- _Required work_:
Return exactly those lines of the material below that fall between the line holding "jmroot, line 93: We're" and the line holding "harens: Darwin (and", inclusive.

::::::

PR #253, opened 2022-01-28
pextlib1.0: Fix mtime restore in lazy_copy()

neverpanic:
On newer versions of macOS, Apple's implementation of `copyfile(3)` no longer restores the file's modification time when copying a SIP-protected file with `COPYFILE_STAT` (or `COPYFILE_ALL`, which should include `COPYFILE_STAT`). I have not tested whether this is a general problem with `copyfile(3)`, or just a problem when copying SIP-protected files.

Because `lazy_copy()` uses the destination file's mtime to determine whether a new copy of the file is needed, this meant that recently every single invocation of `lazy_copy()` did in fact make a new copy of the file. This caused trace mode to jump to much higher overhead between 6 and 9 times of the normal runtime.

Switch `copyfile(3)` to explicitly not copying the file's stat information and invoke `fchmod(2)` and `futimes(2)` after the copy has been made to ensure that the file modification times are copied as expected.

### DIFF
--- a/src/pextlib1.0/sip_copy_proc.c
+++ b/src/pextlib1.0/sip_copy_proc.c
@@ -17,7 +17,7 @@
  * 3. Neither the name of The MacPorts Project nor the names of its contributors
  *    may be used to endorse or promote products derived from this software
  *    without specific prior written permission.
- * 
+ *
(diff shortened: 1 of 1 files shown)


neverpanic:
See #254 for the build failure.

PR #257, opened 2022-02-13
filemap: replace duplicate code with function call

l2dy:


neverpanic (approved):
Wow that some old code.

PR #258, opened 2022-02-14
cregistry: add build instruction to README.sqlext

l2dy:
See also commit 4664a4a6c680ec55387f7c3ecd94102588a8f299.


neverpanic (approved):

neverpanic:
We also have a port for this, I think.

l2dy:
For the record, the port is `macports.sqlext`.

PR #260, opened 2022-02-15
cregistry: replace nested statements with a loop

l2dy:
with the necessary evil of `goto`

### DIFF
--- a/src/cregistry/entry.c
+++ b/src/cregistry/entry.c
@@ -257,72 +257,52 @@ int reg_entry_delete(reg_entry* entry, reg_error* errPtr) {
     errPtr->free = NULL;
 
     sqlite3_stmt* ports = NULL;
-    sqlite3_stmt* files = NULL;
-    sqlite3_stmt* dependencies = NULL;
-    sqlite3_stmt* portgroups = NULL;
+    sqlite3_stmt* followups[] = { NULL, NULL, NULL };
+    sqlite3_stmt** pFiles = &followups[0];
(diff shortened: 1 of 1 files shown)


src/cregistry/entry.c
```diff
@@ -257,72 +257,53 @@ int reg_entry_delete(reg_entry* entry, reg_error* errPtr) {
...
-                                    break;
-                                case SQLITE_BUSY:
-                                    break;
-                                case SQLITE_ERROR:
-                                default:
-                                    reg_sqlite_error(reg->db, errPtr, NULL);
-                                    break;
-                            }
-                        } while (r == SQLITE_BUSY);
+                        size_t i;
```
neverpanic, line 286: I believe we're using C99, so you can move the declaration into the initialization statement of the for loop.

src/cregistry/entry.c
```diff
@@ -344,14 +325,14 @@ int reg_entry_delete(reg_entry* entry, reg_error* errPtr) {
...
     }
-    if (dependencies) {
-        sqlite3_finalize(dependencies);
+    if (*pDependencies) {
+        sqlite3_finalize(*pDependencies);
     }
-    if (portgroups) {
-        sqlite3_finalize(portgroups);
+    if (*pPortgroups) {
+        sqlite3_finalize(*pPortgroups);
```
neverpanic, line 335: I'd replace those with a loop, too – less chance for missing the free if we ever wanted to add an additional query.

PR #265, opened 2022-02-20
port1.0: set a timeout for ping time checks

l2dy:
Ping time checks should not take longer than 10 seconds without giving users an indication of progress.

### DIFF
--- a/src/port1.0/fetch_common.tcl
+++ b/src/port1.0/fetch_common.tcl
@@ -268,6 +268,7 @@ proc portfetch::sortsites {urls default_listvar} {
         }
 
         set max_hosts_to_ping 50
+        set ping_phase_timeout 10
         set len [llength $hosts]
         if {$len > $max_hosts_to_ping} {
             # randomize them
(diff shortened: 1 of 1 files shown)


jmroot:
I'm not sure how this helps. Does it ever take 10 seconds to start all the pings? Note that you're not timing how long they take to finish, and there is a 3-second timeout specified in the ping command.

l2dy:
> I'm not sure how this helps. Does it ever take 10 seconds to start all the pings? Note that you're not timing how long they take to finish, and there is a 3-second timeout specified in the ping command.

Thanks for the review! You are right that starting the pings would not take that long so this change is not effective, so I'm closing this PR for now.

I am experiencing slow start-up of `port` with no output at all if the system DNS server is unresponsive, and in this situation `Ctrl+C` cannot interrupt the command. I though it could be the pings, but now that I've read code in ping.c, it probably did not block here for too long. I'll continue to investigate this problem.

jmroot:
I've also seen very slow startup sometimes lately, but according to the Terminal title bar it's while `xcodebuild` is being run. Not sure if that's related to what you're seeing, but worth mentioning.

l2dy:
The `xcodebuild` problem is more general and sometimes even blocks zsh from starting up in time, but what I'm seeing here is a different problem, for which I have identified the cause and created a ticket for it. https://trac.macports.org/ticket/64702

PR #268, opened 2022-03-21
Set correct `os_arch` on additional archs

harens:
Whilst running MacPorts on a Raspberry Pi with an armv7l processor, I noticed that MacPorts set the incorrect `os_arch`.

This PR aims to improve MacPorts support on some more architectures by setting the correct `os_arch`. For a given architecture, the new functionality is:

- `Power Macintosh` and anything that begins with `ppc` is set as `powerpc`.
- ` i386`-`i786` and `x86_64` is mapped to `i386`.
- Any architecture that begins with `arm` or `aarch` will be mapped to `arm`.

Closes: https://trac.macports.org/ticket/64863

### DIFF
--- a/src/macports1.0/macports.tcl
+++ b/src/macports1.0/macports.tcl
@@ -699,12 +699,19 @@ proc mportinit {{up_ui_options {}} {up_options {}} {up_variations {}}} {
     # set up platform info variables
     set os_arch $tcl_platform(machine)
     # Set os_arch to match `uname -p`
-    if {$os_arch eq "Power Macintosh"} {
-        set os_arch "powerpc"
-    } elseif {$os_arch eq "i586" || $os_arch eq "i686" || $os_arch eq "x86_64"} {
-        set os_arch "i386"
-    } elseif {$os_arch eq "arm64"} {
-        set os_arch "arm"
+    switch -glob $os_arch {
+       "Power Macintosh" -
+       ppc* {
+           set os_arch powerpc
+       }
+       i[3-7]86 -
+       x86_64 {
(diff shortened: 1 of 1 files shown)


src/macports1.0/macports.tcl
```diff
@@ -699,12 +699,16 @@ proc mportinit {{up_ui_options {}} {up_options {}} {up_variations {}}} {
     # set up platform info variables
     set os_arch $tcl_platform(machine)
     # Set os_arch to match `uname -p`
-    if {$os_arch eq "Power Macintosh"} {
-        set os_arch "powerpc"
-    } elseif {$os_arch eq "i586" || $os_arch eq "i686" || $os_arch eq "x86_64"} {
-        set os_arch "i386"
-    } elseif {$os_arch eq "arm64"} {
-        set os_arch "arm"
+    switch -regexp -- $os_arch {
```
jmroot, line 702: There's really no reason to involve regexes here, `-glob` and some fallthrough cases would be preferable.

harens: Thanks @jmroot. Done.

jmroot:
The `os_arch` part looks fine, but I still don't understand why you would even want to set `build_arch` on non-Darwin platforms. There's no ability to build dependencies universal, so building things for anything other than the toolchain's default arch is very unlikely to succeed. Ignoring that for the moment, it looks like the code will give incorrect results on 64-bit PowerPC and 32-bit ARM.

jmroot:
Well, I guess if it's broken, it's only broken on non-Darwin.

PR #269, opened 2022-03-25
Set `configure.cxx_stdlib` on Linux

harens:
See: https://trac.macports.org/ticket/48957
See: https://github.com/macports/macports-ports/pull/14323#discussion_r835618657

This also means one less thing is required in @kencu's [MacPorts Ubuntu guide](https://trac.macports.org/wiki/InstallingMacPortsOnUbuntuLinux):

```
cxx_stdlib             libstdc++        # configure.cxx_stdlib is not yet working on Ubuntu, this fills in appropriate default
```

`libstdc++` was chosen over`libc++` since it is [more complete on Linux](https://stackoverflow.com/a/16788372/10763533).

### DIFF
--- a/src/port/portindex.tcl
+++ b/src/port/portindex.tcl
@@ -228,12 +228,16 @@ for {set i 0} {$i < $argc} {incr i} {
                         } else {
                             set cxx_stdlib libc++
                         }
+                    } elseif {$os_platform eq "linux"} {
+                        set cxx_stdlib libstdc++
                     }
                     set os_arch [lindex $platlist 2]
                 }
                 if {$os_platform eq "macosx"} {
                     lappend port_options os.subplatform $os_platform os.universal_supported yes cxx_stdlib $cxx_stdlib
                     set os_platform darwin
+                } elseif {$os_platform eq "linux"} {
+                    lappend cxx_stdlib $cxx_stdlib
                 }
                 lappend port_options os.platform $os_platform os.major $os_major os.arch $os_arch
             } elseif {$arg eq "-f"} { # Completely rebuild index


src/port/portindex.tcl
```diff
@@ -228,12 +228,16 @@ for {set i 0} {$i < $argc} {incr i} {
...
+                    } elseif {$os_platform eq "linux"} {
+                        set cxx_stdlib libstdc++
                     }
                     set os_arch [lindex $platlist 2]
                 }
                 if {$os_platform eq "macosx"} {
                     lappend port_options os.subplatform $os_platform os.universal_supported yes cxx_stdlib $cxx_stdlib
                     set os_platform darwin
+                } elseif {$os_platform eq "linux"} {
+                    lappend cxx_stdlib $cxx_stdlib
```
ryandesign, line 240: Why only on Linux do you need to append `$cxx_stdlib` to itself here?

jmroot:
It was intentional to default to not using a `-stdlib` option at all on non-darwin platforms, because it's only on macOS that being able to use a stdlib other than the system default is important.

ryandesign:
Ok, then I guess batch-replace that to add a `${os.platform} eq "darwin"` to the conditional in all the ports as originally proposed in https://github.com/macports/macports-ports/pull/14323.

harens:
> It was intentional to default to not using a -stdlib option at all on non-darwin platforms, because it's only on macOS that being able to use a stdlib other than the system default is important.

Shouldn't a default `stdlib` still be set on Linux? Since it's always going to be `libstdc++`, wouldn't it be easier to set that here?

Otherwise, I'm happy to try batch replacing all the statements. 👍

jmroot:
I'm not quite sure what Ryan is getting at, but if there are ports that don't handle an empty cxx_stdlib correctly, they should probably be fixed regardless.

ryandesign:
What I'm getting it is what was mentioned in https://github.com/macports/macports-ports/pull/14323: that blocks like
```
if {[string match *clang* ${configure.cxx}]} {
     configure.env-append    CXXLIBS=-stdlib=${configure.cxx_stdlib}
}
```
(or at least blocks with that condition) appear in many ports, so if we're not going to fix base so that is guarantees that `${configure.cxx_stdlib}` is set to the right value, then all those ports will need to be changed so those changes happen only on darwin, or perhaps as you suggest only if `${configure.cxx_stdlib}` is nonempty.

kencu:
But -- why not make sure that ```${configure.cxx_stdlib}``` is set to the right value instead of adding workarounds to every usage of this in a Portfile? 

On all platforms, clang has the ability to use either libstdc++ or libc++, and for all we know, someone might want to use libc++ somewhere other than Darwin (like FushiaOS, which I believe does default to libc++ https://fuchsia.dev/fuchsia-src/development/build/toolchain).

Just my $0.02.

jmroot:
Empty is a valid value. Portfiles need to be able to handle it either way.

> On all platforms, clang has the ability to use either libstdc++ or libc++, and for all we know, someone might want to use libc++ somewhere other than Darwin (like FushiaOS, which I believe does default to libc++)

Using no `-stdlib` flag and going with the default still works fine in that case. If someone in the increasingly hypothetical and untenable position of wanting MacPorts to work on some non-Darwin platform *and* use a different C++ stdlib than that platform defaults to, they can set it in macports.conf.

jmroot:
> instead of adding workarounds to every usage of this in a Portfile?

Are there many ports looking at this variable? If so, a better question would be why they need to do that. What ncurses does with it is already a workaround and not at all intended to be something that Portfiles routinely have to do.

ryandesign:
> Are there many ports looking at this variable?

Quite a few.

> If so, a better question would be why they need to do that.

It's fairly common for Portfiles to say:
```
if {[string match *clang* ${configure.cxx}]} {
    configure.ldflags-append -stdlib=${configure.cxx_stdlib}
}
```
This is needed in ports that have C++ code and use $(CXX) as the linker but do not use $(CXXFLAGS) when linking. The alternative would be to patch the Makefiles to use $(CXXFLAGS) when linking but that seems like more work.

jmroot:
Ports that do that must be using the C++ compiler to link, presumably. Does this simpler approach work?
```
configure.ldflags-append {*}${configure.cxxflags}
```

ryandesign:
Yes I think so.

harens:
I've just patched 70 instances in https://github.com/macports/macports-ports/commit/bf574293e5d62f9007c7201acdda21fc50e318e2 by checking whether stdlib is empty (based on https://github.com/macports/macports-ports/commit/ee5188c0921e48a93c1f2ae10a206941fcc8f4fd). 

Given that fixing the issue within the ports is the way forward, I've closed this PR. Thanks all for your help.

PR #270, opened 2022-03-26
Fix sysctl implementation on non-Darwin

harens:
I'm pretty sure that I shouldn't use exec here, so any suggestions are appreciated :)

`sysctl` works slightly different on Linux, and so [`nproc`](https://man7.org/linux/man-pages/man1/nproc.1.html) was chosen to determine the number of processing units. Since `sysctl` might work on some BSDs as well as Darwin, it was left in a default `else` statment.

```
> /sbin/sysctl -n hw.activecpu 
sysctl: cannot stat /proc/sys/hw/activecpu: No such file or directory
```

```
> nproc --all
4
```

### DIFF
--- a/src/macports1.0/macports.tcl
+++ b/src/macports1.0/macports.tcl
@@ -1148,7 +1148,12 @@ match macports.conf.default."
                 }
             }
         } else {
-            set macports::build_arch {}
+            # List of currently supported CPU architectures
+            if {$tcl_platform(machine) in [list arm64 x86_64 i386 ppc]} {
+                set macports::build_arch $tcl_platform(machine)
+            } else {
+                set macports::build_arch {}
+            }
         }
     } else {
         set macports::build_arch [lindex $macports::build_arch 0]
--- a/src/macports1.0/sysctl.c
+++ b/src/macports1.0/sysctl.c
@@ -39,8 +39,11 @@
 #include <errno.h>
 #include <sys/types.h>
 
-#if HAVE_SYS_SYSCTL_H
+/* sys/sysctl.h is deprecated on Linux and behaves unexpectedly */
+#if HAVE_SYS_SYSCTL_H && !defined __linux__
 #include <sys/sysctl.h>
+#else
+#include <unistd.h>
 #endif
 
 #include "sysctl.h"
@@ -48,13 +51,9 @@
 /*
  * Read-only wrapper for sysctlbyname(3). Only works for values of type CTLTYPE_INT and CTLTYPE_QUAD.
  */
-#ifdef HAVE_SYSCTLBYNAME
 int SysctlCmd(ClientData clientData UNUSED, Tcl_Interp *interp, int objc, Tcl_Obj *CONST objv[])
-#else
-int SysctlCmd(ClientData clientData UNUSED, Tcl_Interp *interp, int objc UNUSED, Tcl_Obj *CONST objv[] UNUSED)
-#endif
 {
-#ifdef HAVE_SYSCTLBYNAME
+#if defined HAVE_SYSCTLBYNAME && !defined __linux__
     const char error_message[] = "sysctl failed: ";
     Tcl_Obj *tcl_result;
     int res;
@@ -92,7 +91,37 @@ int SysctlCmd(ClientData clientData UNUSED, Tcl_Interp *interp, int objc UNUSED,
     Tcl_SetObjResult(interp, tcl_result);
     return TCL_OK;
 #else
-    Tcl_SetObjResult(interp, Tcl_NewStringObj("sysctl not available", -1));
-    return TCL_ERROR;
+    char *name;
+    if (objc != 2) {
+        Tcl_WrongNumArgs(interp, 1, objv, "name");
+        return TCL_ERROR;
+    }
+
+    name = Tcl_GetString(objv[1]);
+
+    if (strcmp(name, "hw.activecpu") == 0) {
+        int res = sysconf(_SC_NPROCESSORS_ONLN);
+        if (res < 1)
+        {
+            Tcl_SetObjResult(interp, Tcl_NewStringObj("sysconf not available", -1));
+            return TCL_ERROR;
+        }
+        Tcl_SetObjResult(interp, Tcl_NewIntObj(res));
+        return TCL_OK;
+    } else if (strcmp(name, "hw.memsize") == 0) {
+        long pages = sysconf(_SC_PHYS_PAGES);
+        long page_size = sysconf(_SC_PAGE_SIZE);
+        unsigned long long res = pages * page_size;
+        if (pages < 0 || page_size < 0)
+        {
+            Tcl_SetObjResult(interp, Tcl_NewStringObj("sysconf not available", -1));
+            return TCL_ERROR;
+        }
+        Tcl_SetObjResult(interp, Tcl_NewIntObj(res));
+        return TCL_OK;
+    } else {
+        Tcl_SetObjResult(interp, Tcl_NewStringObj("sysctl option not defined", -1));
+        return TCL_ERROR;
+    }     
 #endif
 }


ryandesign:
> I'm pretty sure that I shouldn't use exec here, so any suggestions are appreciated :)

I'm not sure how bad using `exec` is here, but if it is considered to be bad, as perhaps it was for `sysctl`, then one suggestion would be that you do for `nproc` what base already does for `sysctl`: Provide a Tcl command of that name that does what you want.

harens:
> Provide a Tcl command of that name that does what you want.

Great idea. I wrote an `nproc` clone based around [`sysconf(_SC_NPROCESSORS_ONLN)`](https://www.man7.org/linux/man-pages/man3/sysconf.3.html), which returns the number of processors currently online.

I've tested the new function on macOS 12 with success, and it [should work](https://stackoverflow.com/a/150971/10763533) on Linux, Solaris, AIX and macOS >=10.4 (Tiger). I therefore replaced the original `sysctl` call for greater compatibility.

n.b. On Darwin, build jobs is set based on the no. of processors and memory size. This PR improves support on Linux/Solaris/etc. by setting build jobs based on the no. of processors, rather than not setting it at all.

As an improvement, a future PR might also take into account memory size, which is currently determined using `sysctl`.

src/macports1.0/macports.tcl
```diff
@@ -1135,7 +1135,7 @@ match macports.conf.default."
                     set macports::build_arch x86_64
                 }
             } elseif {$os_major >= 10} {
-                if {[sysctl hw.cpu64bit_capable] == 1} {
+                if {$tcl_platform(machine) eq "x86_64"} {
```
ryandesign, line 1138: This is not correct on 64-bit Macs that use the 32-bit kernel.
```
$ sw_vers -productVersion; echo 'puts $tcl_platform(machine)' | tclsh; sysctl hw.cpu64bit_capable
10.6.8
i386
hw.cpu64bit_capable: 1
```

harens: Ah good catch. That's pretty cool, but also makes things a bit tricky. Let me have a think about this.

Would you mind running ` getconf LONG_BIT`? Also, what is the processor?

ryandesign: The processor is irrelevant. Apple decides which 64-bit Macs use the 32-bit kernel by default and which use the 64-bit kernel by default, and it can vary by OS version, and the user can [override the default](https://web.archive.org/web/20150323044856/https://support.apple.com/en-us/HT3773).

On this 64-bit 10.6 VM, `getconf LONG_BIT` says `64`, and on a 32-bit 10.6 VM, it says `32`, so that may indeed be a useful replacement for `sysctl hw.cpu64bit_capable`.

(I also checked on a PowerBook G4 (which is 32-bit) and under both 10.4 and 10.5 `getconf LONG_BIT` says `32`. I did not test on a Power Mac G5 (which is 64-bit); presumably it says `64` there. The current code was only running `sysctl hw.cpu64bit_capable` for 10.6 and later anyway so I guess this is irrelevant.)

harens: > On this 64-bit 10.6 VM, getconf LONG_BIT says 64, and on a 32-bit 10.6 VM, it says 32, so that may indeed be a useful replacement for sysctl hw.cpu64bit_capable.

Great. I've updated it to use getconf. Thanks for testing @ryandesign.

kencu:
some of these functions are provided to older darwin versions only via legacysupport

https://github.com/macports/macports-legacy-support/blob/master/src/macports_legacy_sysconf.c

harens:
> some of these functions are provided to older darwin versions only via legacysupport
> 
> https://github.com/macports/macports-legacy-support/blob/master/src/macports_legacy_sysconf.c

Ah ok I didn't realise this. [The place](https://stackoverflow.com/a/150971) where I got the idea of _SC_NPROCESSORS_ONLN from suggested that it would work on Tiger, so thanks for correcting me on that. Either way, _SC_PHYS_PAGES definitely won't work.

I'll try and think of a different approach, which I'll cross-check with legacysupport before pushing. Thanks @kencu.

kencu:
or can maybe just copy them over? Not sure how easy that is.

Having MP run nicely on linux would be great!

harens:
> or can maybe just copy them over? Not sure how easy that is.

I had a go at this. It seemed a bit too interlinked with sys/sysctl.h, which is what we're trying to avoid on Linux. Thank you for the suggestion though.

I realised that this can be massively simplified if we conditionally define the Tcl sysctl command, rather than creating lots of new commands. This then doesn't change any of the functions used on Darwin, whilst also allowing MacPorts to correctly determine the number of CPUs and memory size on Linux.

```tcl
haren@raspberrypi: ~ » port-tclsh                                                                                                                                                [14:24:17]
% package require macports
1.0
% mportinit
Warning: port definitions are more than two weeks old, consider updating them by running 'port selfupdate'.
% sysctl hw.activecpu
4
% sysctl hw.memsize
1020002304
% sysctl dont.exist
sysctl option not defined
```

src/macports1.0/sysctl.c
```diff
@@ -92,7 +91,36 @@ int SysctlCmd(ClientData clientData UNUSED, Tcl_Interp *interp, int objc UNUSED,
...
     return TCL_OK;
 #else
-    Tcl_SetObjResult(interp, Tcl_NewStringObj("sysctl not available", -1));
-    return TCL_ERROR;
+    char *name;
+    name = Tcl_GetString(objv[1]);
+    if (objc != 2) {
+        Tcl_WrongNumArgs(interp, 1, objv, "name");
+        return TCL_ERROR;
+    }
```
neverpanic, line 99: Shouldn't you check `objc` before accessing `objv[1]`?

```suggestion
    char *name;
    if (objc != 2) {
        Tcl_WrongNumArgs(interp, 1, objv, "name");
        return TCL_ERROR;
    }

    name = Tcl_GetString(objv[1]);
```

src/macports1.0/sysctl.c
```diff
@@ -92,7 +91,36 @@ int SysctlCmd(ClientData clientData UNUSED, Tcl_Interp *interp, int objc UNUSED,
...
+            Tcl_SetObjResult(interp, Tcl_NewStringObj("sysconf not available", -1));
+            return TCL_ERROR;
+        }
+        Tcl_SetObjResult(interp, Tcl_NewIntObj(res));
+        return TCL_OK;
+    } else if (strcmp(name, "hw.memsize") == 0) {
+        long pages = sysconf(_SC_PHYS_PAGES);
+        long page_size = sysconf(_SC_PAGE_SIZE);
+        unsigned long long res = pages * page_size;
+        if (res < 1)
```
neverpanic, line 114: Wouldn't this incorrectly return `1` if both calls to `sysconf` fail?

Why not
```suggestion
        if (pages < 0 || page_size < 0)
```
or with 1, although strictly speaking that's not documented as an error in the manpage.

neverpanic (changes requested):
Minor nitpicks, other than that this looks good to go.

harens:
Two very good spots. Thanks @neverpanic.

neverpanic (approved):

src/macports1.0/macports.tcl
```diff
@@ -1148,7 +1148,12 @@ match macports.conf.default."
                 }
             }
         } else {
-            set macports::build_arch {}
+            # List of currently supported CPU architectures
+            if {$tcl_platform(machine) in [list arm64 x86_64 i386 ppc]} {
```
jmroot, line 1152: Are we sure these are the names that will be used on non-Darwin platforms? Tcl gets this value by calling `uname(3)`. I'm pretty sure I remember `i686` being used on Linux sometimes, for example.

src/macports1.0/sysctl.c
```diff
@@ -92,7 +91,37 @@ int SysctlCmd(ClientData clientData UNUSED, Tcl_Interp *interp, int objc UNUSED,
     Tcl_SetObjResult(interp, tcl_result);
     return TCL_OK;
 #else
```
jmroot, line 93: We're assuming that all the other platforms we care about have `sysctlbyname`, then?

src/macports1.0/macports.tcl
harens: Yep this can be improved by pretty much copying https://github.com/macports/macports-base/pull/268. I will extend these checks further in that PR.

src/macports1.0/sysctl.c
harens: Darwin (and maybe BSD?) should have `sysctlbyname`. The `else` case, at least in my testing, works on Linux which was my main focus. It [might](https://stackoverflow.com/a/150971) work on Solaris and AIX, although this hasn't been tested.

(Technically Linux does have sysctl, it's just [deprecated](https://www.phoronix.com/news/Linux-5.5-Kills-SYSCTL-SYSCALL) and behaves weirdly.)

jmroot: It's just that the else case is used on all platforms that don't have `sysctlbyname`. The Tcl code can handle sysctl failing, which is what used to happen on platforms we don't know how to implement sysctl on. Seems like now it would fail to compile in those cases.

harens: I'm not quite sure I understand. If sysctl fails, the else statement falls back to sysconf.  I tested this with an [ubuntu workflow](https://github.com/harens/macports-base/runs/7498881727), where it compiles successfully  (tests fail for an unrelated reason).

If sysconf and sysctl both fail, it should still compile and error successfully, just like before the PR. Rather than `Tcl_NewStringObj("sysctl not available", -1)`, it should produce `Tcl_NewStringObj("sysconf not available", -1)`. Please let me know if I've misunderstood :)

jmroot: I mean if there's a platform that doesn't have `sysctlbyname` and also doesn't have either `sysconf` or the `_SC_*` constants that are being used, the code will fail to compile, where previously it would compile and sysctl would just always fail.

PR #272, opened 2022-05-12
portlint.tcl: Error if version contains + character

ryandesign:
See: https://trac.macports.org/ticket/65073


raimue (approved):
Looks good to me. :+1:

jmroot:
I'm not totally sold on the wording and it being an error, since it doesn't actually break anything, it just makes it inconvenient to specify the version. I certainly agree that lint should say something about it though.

::::::

- _Answer to this problem_:
jmroot, line 93: We're assuming that all the other platforms we care about have `sysctlbyname`, then?

src/macports1.0/macports.tcl
harens: Yep this can be improved by pretty much copying https://github.com/macports/macports-base/pull/268. I will extend these checks further in that PR.

src/macports1.0/sysctl.c
harens: Darwin (and maybe BSD?) should have `sysctlbyname`. The `else` case, at least in my testing, works on Linux which was my main focus. It [might](https://stackoverflow.com/a/150971) work on Solaris and AIX, although this hasn't been tested.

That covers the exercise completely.